It’s not hard to grasp why Purple Rain was such an event when it was first released, 25 years ago this summer: The album was a dizzying synthesis of rock, pop and R&B, and it still sounds groundbreaking today. (Look back at MTV’s coverage of the “Purple Rain” premiere here .)
This was a defining moment for Prince and his greatest band, the Revolution (with which he shared, for the first time, both an unambiguous cover credit and, inside, some co-songwriting nods). The musicianship displayed on the record is exceptional: The arrangements are intricately structured, and the vocal work is dazzling; the electro-percussion is fat and beautifully ornamented, the guitars range from full-crush to feathery arpeggiation, and there are times when synthesized or actual orchestral beds drift off into stretches of harmonic abstraction that’s rare in music aimed at the pop charts. (Four of the album’s nine tracks were Top-40 hits; two of them — “Let’s Go Crazy” and the great “When Doves Cry” — went to Number One.)

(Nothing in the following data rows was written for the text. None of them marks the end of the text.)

PR #4693, opened 2025-01-04
Staging fixes.

MistakeNot4892:
- Fixes https://github.com/ScavStation/ScavStation/issues/1169.
- Mitigates https://github.com/ScavStation/ScavStation/issues/1164.
- Fixes https://github.com/ScavStation/ScavStation/issues/1162.
- Fixes https://github.com/ScavStation/ScavStation/issues/1161.
- Fixes https://github.com/ScavStation/ScavStation/issues/1172.
- Fixes https://github.com/ScavStation/ScavStation/issues/1163.
- Dripping is now faster.
- fluid_act() is now applied to mobs only after meeting certain thresholds.
- Paint is not applied except when the volume exceeds item size for movables and a minimum fluid threshold for turfs.
- Floor slipperiness is only applied after meeting a minimum fluid threshold.
- Dirt will no longer visibly fall through open turfs.
- Adds level data list validation to /datum/map and tweaks maps to pass the checks.
- Removes testing maps from map votes.


code/controllers/subsystems/overlays.dm
```diff
@@ -209,7 +209,7 @@ SUBSYSTEM_DEF(overlays)
 		if(cut_old)
 			our_overlays = cached_other.Copy()
 		else
-			our_overlays |= cached_other
+			LAZYDISTINCTADD(our_overlays, cached_other)
```
out-of-phaze, line 212: this change doesn't do anything, does it? `null |= list(foo)` == `list(foo)`. i think `null |= null` might be an issue but we know `cached_other` is non-null here.

code/game/objects/items/_item_reagents.dm
```diff
@@ -64,12 +64,13 @@
...
+	var/had_units   = target.reagents?.total_volume
+	reagents.trans_to(target, amount)
 
 	if(had_liquids)
 		playsound(src, 'sound/effects/pour.ogg', 25, 1)
 	else
 		// Sounds more like pouring small pellets or dust.
 		playsound(src, 'sound/effects/refill.ogg', 25, 1)
-	to_chat(user, SPAN_NOTICE("You transfer [trans] unit\s of the solution to \the [target].  \The [src] now contains [src.reagents.total_volume] units."))
+	to_chat(user, SPAN_NOTICE("You transfer [target.reagents?.total_volume - had_units] unit\s of the solution to \the [target]. \The [src] now contains [reagents.total_volume] unit\s."))
```
out-of-phaze: why's this necessary? shouldn't we be using the return value of `reagents.trans_to()`?

code/modules/client/preference_setup/background/01_species.dm
```diff
@@ -49,6 +49,8 @@
 	. += "<tr><td colspan=3><center>"
 	for(var/s in get_playable_species())
 		var/decl/species/list_species = get_species_by_key(s)
+		if(!istype(list_species))
+			continue // Runtime observed in a round where the playable species list was edited.
```
out-of-phaze: it was edited to the wrong value because i was silly, this check is pointless and i fixed it in-game immediately

code/modules/crafting/slapcrafting/_crafting_stage.dm
```diff
@@ -76,17 +76,18 @@
...
+		if(stack.amount > stack_consume_amount)
+			used_stack = stack.split(stack_consume_amount)
+		else
 			if(!user.try_unequip(thing, target))
 				return FALSE
 			used_stack = stack
-		else
-			used_stack = stack.split(stack_consume_amount)
-		used_stack.forceMove(target)
+		if(used_stack)
```
out-of-phaze:
```suggestion
		if(!QDELETED(used_stack))
```
unsure if this is necessary or not but it probably wouldn't hurt if you feel up to changing it

code/modules/events/dust.dm
```diff
@@ -14,13 +14,17 @@ The "dust" will damage the hull of the station causin minor hull breaches.
...
+	if(world.time > last_wave + min_delay && prob(10) && length(affecting_z))
 		dust_swarm(severity, affecting_z)
 
 /datum/event/dust/end()
 	command_announcement.Announce("The [location_name()] has now passed through the belt of space dust.", "[location_name()] Sensor Array", zlevels = affecting_z)
 
 /proc/dust_swarm(var/strength = EVENT_LEVEL_MUNDANE, var/list/zlevels)
+
+	if(!length(zlevels))
+		return // Not sure how this happened, but saw it in a runtime on Pyrelight.
```
out-of-phaze, line 26: `affecting_z = SSmapping.station_levels`
karzerfeste must not have level data set properly or something, if there were no station levels

code/game/objects/structures/well.dm
```diff
@@ -57,13 +57,6 @@
 	if(!is_processing && auto_refill)
 		START_PROCESSING(SSobj, src)
 
-/obj/structure/reagent_dispensers/well/attackby(obj/item/W, mob/user)
```
out-of-phaze, line 60: Why was this removed? Is it just totally redundant now?

out-of-phaze (dismissed):
there seem to be a lot of confusing and poorly atomized changes in this PR, but it's a fix pr so i don't mind too much. i do have a few nitpicks though

code/controllers/subsystems/overlays.dm
MistakeNot4892: There was a `null |= 0` runtime on Scav that I didn't narrow down past this line, just saw that every other use of this list is LAZY.

code/game/objects/items/_item_reagents.dm
MistakeNot4892: It was returning null, resulting in a broken message.

code/game/objects/structures/well.dm
MistakeNot4892: Yeah there's an alt interaction to handle it. Keeping it in attackby is going to intercept clicks/confuse people.

MistakeNot4892: Likewise the removal in turf attackby below.

code/modules/client/preference_setup/background/01_species.dm
MistakeNot4892: I can revert if desired, but it's harmless at worst imo.

MistakeNot4892:
Sorry about the non-atomic changes, this was a bit of a stream of consciousness PR. Thought I had them mostly broken up, alas.

code/game/objects/items/_item_reagents.dm
MistakeNot4892: Looks like `trans_to_turf()` reliably returns null.

code/modules/events/dust.dm
MistakeNot4892: I've added a validation step to this PR to check for that.

code/modules/client/preference_setup/background/01_species.dm
MistakeNot4892: Reverted.

code/game/objects/items/_item_reagents.dm
out-of-phaze: yeah i think it's one of the only ones that doesn't. i really should do another opendream typemaker pass to catch these things tbh. trans_to_turf and all the other trans_to helpers should return whatever `trans_to_holder` does

code/controllers/subsystems/overlays.dm
out-of-phaze: uh. it is entirely impossible for cached_other to ever be `0`, what was the runtime specifically? i mean maybe it was `"0"` in which case it'd be fine. but actually no, cached_other should always be a list or null

MistakeNot4892: I don't have the runtime anymore. I also don't think the specifics of the runtime matter - this is a consistency change, every other use of this list is LAZY.

code/game/objects/items/_item_reagents.dm
MistakeNot4892: Should be more consistent now at least.

out-of-phaze (approved):
this is really poorly atomized. welp! good enough for me.

also someone needs to fix the nanoui map generation to only take into account the level data bounds or whatever. i'll probably do it later

PR #4695, opened 2025-01-05
Vomit and mud can now be tracked around the floor.

MistakeNot4892:
## Description of changes
- Added mob-level general coating proc for shoes/feet coatings.
- Vomit and mud can coat shoes/feet and get tracked around like blood.
- Quadrupeds will get coatings on all four feet, not just back feet.

image
image

Janitor can yell at people for tracking mud/sick around.

## Authorship
Myself.

## Changelog
:cl:
tweak: Mud and blood can now leave footprints.
/:cl:

### DIFF
--- a/code/modules/mob/living/living.dm
+++ b/code/modules/mob/living/living.dm
@@ -1552,7 +1552,7 @@ default behaviour is:
 /mob/living/OnSimulatedTurfEntered(turf/T, old_loc)
 	T.add_dirt(0.5)
 
-	HandleBloodTrail(T, old_loc)
+	handle_walking_tracks(T, old_loc)
 
 	if(current_posture.prone)
 		return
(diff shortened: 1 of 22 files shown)


code/modules/mob/living/living.dm
```diff
@@ -1583,8 +1583,46 @@ default behaviour is:
...
+
+	if(!T.can_show_footsteps())
+		return
+
+	// Tracking blood or other contaminants
+	var/obj/item/source
+	var/obj/item/clothing/shoes/shoes = get_equipped_item(slot_shoes_str)
+	if(istype(shoes))
+		shoes.handle_movement(src, MOVING_QUICKLY(src))
+		if(shoes.coating && shoes.coating.total_volume > 1)
```
out-of-phaze, line 1596: I wonder if this should more generally loop over items that cover the zones associated with child stance limbs, or something? I don't think it'll be an issue for now, though.

out-of-phaze (approved):

code/modules/mob/living/living.dm
MistakeNot4892: I considered it but drakes can't wear gloves so no current need.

Purple Rain is of course the soundtrack from the movie of the same name, which accompanied the record into the world. The film and the album set up a powerful synergy. The picture depicted the glitzless Midwestern capital of Minneapolis (Prince’s hometown) as a glam-pop fairyland, where the men were flamboyant fashion studs, the women lightly attired babes, everybody had talent, and the music that filled the air was, pretty much without exception, fabulous. The album called this vision up every time you played it. Which made you want to see the movie again. And then go home and keep playing the album. (And of course the songs were all over the radio, too.) Small wonder the record spent 72 weeks on the Billboard chart, and has sold more than 13-million copies to date.
But even without the movie (which won a soundtrack Oscar), Purple Rain would probably stand as a mighty achievement on its own. Prince had already proved himself an outsized talent with the three albums that preceded this one: Dirty Mind (1980), Controversy (’81), and 1999 (’82). With Purple Rain, he confirmed his mastery of both rock and R&B idioms (and more, both of his parents being jazz musicians); and the Revolution, a racially and sexually integrated band, was his perfect instrument. (The group’s distinctive sound owed a lot to keyboardists Matt Fink and Lisa Coleman, and to Coleman’s lifelong friend Wendy Melvoin, who’d just been brought in on guitar). And so while the album’s title track is a grand echo of Jimi Hendrix (the opening chords recall his “Little Wing”), and “I Would Die 4 U” is a flat-out terrific dance track, the record is peppered with other elements of striking originality. There’s the dreamy vocal montage at the end of “Darling Nikki,” which suddenly flips and starts running backwards, amid a gentle drizzle of falling-rain effects; and of course the epochal “When Doves Cry,” which offers a new kind of hook — a carefully rushed lyrical structure in which the beginning of each verse is butted up against the ending of the previous one. (The track famously has no bass line — apparently there was one, but Prince dumped it. Who can now imagine this one-of-a-kind song sounding any other way?)
Purple Rain stands as Prince’s commercial peak. He went on to have lots more hits (“Raspberry Beret,” “Kiss,” “U Got the Look,” and so forth), to top the charts again (most recently with the 2006 3121), and to collect more Grammys (this album won two). But with Purple Rain, he ruled the world of popular music. And after all these years, the album itself still rules.